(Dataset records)
----------

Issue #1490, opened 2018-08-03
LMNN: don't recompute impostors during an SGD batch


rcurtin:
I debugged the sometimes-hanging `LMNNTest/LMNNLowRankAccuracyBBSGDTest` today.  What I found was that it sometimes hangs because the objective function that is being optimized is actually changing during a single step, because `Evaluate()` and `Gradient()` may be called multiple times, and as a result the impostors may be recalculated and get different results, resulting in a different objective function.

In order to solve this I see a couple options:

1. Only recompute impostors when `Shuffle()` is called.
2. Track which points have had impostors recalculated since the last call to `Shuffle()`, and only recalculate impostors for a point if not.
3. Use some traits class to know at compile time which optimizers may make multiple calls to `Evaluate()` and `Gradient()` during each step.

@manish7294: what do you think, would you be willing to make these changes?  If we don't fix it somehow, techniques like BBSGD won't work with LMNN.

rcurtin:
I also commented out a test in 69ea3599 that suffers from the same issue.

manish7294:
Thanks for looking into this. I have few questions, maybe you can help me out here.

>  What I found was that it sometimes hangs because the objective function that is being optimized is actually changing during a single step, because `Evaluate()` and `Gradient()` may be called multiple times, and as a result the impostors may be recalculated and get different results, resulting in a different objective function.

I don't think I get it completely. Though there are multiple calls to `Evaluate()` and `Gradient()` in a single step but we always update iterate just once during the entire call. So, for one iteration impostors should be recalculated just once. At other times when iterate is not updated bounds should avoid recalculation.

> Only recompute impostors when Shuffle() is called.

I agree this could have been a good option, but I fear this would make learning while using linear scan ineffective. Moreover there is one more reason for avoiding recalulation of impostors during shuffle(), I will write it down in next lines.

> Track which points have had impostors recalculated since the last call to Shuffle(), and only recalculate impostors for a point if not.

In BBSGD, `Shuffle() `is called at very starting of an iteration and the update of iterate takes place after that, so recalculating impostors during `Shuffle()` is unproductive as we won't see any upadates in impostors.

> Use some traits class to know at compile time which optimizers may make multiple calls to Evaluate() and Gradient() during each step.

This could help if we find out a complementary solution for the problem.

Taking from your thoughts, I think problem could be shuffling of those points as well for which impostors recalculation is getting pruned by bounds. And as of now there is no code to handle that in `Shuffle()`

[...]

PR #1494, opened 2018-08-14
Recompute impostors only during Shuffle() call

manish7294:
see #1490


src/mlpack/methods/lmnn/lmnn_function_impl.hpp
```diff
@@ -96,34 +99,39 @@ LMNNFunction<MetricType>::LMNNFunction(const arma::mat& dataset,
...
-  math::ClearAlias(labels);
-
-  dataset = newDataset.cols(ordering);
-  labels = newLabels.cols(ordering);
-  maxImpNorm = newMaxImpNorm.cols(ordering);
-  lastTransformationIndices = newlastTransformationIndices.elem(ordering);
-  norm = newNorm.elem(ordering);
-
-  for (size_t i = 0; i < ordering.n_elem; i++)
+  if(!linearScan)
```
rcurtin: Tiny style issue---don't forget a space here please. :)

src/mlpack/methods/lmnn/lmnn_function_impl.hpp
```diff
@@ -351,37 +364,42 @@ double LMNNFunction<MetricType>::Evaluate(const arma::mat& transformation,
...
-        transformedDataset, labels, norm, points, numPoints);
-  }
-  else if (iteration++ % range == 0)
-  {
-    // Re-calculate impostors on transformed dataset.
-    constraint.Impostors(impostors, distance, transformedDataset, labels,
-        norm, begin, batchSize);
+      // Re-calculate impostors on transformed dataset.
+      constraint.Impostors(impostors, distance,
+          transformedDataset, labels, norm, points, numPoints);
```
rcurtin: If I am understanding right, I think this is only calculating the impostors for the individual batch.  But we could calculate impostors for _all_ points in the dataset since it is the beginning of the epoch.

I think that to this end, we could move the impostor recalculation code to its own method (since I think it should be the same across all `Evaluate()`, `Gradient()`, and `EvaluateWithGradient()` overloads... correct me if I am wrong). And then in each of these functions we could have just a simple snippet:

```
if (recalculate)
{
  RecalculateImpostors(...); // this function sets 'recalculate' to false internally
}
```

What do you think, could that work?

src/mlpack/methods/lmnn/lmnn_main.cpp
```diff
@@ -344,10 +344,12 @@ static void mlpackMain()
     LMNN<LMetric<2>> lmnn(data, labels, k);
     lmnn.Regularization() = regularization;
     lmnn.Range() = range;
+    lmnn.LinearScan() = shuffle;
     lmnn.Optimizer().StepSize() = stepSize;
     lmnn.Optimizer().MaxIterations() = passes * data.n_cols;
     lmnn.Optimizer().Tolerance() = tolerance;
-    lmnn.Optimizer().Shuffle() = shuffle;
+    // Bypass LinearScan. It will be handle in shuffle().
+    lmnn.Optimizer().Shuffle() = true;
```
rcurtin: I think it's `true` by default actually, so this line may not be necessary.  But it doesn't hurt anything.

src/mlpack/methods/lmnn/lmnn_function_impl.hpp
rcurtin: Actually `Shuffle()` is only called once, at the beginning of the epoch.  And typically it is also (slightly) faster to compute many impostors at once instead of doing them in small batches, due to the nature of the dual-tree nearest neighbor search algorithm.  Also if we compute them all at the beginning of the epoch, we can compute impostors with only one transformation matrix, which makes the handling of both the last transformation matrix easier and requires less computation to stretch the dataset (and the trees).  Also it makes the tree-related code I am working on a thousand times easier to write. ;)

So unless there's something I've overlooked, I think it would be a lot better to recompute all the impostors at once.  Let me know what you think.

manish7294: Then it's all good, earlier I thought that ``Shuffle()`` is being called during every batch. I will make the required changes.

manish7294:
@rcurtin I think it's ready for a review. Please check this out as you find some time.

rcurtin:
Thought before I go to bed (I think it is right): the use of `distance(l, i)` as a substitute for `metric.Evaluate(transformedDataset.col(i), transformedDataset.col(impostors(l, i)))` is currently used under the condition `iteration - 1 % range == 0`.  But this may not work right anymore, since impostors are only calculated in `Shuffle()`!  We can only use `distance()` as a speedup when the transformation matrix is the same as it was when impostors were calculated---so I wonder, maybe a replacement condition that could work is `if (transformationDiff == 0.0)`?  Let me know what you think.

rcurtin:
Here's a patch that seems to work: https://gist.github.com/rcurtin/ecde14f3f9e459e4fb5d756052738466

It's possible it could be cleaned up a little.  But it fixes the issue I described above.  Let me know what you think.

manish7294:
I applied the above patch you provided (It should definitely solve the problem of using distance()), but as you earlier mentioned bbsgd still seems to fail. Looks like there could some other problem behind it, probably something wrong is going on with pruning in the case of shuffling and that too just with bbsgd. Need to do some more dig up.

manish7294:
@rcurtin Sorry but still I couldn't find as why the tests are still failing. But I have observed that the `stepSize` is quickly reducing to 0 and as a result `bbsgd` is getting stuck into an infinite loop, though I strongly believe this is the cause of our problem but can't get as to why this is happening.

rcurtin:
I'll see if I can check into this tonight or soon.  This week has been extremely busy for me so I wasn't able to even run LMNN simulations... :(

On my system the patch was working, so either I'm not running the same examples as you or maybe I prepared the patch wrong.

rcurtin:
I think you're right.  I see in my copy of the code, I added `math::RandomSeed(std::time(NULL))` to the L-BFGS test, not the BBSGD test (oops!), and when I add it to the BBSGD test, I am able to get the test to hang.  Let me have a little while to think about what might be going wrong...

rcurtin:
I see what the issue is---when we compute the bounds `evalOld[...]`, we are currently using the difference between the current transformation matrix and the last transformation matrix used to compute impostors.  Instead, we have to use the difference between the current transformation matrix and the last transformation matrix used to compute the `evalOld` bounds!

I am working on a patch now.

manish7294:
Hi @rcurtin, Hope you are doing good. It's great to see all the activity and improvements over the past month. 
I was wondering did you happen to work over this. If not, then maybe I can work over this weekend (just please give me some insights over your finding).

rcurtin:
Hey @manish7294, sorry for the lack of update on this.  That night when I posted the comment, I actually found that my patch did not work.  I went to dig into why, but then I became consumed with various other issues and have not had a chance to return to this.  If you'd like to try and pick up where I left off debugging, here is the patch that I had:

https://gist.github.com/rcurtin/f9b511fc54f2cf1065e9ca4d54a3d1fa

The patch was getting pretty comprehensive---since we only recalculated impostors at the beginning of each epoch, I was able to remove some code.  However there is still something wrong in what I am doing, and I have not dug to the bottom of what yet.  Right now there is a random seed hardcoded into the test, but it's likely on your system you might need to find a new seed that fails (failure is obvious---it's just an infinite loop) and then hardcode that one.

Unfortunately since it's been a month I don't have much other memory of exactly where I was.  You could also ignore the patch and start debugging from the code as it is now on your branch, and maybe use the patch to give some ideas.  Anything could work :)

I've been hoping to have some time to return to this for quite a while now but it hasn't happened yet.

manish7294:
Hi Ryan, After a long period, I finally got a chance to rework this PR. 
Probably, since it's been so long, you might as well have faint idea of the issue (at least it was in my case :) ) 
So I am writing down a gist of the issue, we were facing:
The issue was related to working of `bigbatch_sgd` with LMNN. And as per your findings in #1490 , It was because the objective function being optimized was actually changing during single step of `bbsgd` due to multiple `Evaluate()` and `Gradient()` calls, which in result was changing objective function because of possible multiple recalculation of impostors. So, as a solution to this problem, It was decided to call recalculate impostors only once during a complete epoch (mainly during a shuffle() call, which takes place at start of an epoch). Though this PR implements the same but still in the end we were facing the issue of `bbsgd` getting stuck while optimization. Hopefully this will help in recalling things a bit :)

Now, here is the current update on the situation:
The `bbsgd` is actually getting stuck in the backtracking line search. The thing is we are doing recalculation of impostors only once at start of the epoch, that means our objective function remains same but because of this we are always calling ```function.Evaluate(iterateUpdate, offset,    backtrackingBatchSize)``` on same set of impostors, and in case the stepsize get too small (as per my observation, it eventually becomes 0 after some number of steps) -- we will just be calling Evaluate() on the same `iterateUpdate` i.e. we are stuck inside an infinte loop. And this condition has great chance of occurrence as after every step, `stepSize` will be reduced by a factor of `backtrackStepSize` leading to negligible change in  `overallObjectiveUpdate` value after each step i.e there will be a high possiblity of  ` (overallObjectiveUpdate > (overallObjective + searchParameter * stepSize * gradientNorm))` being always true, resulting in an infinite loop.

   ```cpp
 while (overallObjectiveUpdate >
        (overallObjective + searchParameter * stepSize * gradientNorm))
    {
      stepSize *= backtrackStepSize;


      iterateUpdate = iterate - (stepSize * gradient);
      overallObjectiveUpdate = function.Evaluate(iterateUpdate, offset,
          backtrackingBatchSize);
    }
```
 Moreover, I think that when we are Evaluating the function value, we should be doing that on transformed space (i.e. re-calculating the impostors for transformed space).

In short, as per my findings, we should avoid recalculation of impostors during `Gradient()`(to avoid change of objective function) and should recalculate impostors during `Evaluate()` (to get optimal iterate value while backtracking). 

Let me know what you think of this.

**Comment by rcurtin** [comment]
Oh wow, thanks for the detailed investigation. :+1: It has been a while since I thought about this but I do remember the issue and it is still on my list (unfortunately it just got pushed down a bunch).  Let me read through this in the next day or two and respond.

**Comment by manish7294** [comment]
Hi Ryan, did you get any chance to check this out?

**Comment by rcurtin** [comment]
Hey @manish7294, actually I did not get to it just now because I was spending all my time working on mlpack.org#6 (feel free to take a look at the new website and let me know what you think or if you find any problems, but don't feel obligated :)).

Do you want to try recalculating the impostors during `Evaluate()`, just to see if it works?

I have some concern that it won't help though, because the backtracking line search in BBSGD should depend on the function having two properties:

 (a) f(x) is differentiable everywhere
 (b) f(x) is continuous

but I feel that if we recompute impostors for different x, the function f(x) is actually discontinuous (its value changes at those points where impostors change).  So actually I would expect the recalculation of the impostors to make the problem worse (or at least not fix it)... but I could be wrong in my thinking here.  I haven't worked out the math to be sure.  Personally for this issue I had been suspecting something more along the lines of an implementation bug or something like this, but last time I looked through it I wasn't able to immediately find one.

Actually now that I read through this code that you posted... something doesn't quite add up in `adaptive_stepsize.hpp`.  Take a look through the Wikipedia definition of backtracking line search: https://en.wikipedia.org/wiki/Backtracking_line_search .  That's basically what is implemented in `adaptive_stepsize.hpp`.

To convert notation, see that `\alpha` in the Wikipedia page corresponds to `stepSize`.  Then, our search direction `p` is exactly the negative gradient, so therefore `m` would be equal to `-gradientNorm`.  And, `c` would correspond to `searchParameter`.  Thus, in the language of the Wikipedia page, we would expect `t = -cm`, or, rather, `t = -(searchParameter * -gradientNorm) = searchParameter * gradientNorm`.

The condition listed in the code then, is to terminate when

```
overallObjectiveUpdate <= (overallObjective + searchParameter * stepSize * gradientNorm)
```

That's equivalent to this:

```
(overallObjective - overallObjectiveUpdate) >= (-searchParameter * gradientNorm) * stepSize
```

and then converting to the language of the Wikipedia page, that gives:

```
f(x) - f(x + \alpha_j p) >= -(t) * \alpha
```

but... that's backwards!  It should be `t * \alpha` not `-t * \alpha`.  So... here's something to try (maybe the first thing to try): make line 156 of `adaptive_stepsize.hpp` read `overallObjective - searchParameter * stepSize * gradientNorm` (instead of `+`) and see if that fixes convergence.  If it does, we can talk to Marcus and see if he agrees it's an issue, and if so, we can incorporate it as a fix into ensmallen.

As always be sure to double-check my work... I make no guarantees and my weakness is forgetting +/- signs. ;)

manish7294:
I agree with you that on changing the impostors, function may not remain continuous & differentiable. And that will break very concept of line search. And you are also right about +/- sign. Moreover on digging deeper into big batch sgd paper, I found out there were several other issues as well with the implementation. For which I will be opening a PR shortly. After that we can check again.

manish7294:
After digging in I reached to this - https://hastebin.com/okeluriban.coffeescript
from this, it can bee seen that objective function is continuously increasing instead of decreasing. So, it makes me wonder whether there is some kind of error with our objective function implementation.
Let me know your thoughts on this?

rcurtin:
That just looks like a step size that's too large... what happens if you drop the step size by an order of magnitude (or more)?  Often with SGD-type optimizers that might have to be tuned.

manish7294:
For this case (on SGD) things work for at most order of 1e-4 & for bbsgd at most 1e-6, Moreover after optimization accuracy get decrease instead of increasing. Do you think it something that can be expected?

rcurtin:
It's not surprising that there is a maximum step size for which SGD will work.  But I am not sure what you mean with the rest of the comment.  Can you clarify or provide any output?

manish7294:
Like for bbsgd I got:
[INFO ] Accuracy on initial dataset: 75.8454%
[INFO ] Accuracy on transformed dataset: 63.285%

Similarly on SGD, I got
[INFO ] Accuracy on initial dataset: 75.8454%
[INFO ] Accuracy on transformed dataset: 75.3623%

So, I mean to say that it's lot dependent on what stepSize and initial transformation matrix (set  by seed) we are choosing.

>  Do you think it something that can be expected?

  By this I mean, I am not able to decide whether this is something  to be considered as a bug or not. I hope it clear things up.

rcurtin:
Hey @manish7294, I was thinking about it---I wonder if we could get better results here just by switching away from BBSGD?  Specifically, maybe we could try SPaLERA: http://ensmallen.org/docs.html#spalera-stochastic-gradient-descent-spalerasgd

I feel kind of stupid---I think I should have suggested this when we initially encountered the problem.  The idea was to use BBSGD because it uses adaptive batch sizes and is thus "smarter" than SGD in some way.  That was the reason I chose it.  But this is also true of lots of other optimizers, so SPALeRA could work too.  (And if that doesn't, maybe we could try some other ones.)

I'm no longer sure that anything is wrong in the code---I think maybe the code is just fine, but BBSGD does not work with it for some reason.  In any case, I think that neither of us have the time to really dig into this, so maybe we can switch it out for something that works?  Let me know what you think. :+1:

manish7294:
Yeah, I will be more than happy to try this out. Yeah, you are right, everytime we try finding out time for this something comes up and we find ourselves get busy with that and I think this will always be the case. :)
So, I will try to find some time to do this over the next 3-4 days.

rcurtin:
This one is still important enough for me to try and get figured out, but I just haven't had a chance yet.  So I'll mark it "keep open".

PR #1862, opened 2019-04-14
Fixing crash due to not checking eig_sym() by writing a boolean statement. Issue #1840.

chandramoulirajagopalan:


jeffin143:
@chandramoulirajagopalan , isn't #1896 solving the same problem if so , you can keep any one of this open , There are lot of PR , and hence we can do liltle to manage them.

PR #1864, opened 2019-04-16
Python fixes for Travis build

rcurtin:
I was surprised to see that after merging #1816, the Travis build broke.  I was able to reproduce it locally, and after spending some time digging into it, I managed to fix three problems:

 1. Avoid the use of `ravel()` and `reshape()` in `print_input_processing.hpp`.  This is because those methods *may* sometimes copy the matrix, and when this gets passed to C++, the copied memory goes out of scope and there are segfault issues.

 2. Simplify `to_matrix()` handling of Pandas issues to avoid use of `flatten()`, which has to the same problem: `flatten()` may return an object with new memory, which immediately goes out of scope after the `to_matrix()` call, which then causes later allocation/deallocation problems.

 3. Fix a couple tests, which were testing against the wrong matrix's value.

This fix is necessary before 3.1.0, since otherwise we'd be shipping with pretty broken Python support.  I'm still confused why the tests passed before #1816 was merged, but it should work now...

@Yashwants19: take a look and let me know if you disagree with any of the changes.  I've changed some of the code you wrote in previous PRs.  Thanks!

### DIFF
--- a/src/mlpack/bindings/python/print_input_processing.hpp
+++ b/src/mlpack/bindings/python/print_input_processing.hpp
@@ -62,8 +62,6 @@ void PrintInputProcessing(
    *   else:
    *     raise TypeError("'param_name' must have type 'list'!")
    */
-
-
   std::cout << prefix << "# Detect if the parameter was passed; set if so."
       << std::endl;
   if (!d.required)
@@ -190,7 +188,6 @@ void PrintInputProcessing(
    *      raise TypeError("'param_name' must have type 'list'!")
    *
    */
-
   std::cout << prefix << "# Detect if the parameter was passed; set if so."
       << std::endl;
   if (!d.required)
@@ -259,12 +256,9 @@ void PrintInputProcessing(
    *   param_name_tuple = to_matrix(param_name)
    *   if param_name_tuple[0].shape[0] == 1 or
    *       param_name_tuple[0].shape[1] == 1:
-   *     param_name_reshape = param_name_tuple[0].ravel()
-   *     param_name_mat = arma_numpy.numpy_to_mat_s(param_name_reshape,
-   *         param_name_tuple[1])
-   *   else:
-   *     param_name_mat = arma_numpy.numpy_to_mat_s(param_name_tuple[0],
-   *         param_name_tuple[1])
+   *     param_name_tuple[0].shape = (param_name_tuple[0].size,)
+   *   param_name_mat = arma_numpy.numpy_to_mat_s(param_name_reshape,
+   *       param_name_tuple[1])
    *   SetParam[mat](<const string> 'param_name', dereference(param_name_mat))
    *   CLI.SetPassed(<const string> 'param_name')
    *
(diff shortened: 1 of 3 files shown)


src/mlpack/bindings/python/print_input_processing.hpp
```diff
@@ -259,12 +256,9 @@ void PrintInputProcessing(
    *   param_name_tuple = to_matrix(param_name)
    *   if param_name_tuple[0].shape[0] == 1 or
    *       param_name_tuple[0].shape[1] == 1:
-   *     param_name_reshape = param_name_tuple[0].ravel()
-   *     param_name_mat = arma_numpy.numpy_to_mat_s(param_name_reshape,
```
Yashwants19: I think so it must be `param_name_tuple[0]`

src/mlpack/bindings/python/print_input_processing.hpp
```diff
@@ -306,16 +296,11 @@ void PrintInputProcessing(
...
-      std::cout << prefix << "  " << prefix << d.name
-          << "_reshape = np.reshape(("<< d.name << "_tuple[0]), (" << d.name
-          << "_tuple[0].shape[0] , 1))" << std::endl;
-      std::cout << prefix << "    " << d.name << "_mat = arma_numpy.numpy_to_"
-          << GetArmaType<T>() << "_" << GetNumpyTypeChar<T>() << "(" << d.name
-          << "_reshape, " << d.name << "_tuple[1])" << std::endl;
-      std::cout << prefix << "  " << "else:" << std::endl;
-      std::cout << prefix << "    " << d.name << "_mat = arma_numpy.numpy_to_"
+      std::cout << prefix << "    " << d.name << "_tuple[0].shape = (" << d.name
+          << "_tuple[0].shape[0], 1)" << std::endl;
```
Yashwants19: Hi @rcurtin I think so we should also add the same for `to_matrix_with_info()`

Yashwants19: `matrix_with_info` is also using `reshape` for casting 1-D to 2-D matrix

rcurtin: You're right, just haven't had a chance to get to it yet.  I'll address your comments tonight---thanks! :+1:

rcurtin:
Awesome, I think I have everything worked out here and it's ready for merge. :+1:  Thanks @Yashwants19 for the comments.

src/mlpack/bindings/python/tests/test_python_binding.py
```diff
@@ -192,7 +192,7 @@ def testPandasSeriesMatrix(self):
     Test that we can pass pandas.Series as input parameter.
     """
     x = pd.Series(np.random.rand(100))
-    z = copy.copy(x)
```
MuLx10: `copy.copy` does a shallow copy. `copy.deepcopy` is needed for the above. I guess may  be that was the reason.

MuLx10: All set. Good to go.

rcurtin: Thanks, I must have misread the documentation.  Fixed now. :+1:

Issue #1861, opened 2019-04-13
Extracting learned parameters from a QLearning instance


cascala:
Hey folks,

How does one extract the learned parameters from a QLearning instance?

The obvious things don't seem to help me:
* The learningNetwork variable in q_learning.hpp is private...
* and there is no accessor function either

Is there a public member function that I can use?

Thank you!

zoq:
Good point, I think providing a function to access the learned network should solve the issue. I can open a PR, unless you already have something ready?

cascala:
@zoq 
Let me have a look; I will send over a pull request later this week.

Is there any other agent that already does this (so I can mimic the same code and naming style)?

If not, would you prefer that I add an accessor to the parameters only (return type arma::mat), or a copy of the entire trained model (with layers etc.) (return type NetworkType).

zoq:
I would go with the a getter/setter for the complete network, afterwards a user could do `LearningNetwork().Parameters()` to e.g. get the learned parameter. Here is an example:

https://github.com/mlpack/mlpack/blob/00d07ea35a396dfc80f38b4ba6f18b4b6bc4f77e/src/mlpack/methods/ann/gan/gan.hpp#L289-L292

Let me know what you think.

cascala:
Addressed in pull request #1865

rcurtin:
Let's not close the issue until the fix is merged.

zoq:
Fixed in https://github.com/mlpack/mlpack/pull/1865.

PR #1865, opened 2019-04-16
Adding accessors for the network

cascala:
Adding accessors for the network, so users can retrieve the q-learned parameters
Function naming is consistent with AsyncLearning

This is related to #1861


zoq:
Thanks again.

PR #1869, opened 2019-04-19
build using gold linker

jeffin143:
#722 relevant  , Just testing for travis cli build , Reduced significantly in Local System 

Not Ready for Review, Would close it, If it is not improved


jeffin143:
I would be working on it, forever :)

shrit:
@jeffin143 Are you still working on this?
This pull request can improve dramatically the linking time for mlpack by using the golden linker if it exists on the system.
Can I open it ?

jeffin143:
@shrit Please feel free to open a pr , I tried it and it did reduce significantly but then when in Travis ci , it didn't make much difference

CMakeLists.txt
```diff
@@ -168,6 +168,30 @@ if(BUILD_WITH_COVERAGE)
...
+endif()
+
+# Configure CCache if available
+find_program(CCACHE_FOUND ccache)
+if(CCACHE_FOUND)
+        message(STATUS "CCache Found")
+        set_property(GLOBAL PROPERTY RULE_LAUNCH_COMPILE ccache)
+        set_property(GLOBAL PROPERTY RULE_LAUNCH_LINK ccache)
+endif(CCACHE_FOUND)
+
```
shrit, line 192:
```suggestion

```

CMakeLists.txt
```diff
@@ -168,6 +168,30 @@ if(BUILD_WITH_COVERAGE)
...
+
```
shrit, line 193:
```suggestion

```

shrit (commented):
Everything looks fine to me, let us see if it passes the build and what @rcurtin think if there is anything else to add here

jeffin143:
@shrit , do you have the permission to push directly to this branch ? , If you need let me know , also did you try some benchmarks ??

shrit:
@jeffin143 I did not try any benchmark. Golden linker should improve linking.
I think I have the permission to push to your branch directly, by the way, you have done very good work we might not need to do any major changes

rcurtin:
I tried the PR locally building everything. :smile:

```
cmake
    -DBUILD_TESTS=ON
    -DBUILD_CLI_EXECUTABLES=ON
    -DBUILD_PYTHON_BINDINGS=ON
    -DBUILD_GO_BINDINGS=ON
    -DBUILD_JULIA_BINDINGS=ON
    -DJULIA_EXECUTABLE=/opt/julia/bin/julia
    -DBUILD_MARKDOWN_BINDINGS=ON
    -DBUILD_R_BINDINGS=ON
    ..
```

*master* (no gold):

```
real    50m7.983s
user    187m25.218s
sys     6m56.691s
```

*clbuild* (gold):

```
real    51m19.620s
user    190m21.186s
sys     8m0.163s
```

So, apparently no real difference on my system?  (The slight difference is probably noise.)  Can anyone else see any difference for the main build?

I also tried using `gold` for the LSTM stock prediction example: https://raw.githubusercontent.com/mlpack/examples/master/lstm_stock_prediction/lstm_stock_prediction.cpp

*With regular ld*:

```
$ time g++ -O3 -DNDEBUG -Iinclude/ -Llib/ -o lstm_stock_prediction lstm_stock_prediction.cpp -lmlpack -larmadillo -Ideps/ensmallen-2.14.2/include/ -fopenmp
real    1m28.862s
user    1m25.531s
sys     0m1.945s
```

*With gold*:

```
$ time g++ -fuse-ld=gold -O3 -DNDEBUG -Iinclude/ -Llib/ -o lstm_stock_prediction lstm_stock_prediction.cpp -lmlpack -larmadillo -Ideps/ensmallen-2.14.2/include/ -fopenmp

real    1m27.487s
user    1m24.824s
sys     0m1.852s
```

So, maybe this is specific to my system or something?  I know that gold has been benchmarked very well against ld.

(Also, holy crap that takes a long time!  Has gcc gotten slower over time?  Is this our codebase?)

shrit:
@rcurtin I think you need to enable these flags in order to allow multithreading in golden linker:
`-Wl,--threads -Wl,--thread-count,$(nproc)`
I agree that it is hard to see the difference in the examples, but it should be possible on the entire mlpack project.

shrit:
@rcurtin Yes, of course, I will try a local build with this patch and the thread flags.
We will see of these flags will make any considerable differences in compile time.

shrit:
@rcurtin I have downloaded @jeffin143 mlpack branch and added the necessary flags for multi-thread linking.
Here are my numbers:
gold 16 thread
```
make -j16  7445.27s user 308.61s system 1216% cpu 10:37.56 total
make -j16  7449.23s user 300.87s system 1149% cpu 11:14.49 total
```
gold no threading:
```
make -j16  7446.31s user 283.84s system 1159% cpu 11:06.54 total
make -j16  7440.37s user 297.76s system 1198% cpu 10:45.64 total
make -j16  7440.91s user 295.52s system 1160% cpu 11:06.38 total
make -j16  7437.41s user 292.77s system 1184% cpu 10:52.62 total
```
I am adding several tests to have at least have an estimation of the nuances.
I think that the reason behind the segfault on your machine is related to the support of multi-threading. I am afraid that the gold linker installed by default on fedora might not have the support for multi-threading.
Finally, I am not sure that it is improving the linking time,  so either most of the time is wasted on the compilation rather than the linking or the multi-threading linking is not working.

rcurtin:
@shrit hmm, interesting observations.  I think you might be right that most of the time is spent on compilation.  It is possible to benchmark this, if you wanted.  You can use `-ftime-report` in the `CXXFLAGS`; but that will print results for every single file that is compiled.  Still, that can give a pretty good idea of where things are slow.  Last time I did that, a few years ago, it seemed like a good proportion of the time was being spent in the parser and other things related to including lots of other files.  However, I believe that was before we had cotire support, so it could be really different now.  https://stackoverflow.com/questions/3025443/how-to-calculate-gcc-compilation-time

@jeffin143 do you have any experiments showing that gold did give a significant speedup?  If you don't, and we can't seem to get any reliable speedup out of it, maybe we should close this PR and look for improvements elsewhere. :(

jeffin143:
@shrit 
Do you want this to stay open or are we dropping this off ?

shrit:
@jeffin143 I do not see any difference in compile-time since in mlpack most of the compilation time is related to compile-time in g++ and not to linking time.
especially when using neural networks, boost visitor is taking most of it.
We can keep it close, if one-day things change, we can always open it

----------

**Your goal**. If a line in the records above contains the word "those", copy it.

**Task result**.
Taking from your thoughts, I think problem could be shuffling of those points as well for which impostors recalculation is getting pruned by bounds. And as of now there is no code to handle that in `Shuffle()`
but I feel that if we recompute impostors for different x, the function f(x) is actually discontinuous (its value changes at those points where impostors change).  So actually I would expect the recalculation of the impostors to make the problem worse (or at least not fix it)... but I could be wrong in my thinking here.  I haven't worked out the math to be sure.  Personally for this issue I had been suspecting something more along the lines of an implementation bug or something like this, but last time I looked through it I wasn't able to immediately find one.
 1. Avoid the use of `ravel()` and `reshape()` in `print_input_processing.hpp`.  This is because those methods *may* sometimes copy the matrix, and when this gets passed to C++, the copied memory goes out of scope and there are segfault issues.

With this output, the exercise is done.